Would you tally how many lines in the records include the word "better"? Reply with the number only.

─── Dataset content

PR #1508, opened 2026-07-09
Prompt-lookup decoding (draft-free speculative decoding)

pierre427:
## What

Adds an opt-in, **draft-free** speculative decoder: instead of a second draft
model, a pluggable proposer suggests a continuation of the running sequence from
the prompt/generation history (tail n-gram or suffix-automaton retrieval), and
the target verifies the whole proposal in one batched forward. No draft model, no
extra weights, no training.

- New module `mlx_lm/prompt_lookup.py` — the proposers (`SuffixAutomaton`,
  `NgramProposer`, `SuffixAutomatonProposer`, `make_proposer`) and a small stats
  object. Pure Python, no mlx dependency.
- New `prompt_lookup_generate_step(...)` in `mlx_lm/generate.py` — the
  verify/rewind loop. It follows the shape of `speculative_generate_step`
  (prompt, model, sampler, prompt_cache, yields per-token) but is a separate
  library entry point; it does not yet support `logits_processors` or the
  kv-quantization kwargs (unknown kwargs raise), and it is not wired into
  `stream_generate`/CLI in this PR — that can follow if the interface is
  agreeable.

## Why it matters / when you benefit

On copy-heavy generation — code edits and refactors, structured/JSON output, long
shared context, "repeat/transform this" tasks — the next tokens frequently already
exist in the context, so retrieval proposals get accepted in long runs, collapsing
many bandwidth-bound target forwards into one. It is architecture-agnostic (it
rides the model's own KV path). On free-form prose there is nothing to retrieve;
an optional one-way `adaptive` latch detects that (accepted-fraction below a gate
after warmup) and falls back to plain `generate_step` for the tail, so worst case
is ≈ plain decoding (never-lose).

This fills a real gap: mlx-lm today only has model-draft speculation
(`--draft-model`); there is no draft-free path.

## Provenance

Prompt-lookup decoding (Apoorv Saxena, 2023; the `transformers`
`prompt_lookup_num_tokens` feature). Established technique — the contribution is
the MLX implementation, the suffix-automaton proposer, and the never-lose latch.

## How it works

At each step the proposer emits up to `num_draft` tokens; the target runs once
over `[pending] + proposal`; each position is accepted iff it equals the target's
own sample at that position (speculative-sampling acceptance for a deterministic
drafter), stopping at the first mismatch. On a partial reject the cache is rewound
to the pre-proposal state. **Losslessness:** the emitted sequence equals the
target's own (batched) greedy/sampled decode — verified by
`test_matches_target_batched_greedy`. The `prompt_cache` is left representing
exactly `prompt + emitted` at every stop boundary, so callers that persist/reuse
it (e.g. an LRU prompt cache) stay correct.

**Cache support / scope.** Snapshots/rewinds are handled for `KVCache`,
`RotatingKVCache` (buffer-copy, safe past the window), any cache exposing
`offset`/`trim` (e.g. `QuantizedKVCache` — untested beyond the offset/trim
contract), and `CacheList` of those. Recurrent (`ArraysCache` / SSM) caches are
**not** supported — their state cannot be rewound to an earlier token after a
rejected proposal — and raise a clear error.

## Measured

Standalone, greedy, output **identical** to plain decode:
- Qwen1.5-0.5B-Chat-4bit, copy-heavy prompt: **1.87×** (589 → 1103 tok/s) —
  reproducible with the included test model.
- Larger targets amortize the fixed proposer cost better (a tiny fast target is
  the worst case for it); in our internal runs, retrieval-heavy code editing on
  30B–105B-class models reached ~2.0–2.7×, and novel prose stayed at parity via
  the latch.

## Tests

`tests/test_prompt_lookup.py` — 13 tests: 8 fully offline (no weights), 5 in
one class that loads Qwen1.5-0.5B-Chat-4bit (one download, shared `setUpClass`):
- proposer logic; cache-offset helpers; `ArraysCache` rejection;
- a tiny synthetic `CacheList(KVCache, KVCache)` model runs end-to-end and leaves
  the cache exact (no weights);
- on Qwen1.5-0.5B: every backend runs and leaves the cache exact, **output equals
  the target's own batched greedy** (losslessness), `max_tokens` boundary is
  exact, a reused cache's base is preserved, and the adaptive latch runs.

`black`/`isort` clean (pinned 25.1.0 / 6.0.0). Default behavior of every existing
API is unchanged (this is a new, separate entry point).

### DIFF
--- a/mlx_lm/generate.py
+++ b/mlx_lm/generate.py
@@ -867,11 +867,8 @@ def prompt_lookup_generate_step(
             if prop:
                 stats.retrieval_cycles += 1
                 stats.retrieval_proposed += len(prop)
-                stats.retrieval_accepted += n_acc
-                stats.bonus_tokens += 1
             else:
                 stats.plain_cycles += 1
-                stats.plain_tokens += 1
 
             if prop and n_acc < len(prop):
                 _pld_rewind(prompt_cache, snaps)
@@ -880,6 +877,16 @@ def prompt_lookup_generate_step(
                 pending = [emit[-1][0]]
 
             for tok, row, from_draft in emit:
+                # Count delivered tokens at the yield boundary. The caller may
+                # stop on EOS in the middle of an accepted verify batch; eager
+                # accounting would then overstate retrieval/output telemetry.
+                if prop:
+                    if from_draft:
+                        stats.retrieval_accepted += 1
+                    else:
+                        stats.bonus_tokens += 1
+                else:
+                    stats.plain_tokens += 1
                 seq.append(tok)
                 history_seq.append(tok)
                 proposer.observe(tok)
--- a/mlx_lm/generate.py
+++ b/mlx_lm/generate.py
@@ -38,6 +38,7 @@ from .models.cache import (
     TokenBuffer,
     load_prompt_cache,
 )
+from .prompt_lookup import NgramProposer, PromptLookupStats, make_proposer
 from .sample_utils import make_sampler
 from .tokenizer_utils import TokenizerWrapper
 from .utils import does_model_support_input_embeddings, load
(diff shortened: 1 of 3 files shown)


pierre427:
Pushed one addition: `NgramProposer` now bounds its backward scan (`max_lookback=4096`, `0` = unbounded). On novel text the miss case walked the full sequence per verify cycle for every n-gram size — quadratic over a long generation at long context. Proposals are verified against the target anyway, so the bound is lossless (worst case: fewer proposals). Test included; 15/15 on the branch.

──────
─── Dataset content

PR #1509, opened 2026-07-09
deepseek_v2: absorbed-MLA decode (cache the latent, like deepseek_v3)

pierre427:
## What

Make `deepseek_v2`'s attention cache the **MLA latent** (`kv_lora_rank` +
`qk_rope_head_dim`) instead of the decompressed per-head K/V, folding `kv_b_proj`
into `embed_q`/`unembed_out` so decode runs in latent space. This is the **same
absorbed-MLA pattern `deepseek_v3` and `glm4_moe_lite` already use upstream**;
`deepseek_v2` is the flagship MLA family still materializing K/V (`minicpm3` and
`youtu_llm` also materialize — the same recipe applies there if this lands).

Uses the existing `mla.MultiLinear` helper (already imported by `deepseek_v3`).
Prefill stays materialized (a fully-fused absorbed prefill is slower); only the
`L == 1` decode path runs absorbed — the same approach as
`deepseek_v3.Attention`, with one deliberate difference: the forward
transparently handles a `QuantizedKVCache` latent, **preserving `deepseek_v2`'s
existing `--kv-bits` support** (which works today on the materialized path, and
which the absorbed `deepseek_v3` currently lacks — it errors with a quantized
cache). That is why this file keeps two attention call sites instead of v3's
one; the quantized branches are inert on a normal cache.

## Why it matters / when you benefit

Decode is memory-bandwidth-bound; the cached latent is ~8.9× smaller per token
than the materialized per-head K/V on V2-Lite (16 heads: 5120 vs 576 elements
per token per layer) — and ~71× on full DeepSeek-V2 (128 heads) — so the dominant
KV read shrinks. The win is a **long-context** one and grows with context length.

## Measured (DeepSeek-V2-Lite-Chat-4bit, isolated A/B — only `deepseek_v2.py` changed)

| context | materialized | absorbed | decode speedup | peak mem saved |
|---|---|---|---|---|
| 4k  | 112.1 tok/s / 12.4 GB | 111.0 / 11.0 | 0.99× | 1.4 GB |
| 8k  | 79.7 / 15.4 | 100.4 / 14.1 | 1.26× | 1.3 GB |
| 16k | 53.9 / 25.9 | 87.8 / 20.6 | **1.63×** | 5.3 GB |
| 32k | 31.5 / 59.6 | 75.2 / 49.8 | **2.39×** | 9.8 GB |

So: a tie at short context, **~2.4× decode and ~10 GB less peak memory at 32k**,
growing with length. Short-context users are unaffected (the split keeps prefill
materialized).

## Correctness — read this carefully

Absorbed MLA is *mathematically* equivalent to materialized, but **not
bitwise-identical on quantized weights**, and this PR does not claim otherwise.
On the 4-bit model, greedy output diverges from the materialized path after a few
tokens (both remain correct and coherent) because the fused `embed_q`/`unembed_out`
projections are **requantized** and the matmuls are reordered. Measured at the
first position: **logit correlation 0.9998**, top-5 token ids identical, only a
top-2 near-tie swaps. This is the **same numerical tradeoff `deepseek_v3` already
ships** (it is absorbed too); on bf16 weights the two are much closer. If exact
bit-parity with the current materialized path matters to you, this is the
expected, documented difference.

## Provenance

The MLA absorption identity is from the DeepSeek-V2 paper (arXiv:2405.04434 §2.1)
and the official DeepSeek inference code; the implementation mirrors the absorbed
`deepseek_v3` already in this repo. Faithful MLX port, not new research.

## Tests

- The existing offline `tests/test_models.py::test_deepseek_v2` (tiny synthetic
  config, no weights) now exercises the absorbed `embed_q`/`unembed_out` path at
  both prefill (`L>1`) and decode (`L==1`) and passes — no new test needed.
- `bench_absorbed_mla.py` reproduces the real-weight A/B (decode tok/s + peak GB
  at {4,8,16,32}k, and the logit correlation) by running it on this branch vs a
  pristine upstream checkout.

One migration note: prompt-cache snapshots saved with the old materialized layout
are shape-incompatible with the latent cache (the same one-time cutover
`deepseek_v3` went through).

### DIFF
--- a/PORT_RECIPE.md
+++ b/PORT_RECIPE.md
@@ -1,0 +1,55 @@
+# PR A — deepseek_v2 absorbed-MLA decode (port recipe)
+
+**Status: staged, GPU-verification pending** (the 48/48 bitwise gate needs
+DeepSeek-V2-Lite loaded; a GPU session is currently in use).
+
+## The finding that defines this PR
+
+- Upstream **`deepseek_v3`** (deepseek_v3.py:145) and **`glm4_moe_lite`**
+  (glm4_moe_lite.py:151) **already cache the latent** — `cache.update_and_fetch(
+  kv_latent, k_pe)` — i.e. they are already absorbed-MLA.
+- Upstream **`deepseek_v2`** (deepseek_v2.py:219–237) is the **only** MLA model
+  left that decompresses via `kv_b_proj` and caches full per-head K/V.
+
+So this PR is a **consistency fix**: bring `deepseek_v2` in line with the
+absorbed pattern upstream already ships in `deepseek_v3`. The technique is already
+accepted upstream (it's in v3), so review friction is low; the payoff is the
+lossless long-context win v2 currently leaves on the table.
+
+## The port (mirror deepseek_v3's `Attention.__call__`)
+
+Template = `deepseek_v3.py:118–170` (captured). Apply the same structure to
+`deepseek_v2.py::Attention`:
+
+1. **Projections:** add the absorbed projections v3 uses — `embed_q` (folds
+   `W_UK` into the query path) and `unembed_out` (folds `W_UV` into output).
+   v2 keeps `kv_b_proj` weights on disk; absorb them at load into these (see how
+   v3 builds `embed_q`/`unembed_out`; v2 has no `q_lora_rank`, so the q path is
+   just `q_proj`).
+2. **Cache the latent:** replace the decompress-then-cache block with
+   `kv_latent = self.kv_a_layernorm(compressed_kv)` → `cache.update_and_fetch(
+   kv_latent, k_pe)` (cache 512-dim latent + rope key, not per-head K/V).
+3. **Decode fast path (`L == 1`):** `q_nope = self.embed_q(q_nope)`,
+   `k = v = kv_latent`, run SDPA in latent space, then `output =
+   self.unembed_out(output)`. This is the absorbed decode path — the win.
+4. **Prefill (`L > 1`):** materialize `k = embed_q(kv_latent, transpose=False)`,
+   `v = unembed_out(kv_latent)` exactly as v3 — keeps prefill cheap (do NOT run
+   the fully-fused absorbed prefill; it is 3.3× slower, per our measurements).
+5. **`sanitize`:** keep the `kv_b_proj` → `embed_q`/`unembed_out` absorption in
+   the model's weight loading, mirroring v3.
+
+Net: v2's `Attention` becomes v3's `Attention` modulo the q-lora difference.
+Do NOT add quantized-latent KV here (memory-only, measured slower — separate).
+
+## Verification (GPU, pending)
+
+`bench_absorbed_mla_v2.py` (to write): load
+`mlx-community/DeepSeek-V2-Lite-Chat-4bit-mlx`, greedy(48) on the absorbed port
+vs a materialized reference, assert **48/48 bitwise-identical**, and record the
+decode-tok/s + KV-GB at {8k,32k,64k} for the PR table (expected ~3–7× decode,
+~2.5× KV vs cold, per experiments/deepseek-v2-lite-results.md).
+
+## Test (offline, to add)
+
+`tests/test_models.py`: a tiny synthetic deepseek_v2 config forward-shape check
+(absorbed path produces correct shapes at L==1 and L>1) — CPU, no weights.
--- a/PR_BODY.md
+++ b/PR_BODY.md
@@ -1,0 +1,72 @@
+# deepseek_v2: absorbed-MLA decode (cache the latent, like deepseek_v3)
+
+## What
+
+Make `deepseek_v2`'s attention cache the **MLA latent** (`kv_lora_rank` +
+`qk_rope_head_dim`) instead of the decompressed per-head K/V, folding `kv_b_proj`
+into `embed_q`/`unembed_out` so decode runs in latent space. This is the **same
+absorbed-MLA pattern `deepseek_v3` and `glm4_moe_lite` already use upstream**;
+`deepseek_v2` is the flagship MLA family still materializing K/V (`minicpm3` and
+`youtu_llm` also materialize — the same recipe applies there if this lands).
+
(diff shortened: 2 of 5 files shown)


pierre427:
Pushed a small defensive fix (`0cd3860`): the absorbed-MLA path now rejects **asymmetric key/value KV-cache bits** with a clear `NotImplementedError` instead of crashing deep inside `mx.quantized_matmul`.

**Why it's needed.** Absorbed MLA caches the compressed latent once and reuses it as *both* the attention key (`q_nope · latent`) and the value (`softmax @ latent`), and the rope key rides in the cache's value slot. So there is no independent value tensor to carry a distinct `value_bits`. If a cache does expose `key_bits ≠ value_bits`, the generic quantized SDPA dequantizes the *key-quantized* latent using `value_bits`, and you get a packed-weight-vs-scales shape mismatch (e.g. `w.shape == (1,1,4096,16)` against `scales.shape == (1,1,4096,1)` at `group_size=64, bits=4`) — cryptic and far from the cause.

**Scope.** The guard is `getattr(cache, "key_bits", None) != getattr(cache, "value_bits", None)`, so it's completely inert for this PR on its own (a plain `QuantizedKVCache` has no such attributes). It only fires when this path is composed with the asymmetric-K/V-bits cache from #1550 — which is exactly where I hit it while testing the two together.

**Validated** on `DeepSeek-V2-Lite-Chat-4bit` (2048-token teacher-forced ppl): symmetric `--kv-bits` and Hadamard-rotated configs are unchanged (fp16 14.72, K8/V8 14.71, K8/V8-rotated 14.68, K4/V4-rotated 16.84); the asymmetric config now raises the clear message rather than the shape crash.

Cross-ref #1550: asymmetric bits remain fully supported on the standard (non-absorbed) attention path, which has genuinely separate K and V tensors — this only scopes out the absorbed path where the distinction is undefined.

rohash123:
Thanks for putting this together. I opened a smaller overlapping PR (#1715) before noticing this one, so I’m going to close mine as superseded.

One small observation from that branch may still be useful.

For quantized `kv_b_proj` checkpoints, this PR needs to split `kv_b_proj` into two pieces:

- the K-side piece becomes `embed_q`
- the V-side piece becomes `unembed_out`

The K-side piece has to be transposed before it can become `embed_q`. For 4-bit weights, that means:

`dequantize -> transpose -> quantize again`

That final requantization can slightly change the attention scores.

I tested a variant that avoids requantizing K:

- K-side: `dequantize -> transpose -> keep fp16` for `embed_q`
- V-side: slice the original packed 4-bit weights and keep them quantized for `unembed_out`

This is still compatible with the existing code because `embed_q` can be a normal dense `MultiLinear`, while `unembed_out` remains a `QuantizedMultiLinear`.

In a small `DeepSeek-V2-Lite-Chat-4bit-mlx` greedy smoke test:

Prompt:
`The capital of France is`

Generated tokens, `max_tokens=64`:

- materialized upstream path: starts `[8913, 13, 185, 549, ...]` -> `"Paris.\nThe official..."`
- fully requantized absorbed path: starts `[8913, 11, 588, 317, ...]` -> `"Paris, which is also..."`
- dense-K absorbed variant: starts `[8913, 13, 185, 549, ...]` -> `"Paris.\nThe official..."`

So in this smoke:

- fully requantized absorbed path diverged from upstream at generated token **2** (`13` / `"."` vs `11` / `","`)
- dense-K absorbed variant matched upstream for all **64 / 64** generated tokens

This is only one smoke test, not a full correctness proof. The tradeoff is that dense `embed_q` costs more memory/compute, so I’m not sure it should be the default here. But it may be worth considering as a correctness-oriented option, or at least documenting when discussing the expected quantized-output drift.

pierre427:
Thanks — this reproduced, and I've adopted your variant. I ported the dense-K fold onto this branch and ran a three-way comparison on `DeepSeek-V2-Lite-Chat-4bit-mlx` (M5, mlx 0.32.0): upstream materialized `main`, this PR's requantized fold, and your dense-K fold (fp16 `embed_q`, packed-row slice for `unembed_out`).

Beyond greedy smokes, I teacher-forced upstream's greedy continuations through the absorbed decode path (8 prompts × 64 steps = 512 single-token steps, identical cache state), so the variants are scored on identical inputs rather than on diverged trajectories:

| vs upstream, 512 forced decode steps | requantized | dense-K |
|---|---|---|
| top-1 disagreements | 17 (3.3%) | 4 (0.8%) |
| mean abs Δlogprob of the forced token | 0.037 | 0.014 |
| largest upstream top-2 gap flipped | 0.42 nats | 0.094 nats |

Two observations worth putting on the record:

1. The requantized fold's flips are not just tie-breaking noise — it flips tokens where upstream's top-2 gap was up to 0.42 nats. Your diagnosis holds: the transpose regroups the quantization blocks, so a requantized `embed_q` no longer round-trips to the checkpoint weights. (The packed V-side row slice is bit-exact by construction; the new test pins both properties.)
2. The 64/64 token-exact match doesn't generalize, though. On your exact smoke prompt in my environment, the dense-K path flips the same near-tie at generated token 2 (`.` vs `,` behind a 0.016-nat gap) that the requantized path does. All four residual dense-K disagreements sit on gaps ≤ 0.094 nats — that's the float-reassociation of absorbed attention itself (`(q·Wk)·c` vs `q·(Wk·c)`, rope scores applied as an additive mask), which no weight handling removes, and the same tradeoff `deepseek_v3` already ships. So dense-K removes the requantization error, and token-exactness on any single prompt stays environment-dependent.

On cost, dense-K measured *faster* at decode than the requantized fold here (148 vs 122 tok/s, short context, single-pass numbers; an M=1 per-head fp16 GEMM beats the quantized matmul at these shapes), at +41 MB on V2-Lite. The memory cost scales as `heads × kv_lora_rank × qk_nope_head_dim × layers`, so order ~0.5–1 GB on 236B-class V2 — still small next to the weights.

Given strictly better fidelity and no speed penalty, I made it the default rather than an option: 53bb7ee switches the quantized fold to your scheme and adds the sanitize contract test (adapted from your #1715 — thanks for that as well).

──────

• Solution to this problem
2